In how many lines of the data does the word "optional" appear? Give the number by itself.

(DATASET EXTRACT)
----
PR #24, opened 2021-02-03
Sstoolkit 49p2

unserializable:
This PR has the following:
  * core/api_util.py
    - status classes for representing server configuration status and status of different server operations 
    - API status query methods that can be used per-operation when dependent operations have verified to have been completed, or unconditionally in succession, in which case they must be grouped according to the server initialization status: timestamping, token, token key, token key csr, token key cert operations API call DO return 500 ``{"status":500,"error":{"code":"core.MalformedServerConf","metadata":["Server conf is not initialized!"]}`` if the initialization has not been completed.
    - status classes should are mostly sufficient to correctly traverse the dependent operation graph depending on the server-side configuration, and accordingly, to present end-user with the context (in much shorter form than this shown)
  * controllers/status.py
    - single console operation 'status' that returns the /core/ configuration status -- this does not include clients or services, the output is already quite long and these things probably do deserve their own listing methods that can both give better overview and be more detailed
----
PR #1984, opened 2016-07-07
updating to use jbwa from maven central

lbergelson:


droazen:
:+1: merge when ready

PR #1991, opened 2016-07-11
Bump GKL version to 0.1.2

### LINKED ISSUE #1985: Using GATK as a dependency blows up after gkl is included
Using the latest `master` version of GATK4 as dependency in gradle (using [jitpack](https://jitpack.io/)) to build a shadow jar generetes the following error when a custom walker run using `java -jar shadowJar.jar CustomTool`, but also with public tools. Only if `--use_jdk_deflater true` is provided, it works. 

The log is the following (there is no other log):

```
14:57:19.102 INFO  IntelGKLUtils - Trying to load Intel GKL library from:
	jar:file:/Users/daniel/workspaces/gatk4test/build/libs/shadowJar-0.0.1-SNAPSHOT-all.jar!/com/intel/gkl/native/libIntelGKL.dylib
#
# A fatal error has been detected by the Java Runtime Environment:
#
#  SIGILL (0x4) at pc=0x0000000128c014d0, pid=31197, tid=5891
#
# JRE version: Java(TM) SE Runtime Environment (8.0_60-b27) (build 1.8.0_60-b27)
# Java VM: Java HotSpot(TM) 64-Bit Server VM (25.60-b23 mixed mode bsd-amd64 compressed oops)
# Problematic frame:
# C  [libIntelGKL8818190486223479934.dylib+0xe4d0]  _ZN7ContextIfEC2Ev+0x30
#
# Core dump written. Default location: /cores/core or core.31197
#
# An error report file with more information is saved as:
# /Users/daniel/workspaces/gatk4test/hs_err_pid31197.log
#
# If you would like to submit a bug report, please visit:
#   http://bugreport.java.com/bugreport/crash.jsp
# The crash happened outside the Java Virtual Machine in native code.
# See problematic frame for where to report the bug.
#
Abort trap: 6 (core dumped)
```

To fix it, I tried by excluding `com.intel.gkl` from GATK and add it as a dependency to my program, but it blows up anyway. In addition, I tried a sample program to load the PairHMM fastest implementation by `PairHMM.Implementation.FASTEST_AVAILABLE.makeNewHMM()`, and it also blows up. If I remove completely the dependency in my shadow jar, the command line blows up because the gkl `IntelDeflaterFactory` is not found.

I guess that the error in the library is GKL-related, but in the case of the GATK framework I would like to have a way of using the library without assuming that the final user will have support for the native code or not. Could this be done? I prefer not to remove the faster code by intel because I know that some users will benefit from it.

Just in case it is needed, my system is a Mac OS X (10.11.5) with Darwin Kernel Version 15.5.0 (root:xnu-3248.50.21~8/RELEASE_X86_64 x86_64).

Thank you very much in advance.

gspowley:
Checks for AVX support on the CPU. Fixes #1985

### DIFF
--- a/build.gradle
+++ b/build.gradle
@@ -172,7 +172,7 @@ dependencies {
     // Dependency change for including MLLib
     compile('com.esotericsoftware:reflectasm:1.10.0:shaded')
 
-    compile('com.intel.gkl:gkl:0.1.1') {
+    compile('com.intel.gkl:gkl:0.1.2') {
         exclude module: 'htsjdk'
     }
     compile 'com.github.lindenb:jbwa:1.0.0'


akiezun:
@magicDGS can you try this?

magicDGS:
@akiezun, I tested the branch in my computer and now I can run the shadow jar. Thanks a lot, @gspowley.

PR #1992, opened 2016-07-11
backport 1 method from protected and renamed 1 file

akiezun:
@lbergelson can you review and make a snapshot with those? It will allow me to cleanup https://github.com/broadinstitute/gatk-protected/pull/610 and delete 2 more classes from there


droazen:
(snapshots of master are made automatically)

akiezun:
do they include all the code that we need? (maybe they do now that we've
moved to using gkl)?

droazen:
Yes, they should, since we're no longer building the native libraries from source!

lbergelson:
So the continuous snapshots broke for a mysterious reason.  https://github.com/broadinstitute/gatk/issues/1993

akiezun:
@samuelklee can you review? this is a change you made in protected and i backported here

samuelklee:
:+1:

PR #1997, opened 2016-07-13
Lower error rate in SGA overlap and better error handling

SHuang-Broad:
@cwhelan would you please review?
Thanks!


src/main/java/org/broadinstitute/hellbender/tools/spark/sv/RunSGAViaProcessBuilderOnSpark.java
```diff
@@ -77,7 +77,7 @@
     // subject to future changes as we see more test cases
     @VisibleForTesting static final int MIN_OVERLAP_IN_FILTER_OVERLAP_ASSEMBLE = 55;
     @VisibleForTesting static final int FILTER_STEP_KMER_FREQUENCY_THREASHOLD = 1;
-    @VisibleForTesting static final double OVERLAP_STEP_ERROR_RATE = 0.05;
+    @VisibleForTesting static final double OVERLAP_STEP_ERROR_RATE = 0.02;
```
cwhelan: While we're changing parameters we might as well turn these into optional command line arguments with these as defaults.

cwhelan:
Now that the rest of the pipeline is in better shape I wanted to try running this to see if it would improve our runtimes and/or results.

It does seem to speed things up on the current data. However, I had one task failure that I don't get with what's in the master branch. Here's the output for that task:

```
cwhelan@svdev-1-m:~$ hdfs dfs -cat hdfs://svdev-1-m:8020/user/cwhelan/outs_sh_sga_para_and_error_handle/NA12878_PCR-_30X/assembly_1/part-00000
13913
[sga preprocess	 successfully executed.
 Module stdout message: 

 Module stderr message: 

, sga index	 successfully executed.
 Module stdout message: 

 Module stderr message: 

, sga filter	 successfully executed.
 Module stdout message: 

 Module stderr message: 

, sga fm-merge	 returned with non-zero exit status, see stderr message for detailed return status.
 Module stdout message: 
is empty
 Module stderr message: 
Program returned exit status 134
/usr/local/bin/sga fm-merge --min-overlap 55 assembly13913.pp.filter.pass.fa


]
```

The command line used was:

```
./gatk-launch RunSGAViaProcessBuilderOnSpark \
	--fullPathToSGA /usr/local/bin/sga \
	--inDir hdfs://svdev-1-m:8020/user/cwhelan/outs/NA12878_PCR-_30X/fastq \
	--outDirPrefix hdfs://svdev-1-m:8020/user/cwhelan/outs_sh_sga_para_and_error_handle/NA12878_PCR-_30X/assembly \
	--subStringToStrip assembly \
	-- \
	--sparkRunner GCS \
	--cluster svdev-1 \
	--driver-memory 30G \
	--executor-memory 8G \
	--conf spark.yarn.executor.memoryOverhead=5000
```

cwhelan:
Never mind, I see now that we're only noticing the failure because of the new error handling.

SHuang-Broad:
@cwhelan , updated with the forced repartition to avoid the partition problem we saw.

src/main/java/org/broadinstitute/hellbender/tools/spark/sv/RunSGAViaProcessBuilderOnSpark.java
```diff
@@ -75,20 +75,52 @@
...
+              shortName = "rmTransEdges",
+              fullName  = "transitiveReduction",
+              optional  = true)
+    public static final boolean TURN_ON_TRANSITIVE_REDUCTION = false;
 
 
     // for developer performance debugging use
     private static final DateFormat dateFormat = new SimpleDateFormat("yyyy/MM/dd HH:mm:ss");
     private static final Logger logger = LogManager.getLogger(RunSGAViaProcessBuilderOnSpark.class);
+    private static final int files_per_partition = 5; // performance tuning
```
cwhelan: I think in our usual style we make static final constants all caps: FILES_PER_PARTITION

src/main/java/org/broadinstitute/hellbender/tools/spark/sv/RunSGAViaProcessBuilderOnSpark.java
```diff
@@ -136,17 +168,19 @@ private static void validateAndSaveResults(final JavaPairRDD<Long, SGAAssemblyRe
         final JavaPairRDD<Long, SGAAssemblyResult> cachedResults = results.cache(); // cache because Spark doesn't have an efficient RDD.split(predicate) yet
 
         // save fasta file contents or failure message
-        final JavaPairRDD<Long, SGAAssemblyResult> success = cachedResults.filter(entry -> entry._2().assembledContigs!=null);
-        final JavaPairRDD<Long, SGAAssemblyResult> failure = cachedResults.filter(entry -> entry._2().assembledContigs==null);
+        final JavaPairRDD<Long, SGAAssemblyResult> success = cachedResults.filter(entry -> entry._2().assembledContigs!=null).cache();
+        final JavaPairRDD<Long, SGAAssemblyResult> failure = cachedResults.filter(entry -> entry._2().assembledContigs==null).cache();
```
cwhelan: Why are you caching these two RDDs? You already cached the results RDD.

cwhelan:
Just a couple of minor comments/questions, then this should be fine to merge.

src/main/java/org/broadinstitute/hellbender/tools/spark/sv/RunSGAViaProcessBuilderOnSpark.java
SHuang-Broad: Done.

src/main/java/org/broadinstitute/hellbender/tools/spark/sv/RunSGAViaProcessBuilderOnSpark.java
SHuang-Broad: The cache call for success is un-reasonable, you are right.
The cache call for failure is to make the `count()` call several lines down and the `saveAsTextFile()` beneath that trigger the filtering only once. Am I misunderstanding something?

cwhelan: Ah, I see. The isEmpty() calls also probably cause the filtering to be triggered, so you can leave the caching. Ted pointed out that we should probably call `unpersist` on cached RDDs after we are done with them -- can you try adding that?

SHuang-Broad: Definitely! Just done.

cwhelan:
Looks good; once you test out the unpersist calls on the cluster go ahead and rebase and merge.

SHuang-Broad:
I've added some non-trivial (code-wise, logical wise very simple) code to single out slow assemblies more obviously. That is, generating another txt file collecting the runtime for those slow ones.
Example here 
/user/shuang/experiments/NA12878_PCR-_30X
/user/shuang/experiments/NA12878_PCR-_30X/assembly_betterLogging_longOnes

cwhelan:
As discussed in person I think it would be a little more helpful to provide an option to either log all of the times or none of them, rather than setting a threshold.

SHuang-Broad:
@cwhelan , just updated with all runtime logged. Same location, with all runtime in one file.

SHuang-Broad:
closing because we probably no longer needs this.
----
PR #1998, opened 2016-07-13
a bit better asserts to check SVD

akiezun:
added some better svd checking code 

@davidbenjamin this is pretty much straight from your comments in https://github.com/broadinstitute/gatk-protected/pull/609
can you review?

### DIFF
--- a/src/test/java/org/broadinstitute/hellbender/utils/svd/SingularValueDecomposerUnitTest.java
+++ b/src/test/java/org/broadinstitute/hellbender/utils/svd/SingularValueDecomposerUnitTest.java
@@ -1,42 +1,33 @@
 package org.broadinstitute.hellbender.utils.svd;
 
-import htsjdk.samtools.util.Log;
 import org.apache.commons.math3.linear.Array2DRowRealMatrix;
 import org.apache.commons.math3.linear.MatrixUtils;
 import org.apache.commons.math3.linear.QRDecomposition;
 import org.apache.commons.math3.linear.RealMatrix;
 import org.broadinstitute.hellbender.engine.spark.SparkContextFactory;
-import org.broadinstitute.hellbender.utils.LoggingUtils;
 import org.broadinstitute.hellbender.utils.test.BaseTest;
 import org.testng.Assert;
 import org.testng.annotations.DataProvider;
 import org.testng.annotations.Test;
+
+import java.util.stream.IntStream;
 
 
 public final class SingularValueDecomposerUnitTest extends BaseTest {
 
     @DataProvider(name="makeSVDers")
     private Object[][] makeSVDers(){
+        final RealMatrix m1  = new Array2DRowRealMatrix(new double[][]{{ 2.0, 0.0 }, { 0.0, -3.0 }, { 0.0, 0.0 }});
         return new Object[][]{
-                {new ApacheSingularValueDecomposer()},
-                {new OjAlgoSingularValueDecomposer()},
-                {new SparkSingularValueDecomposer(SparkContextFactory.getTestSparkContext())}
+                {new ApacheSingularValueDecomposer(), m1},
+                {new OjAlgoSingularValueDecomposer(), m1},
----
(TASK RESPONSE) 2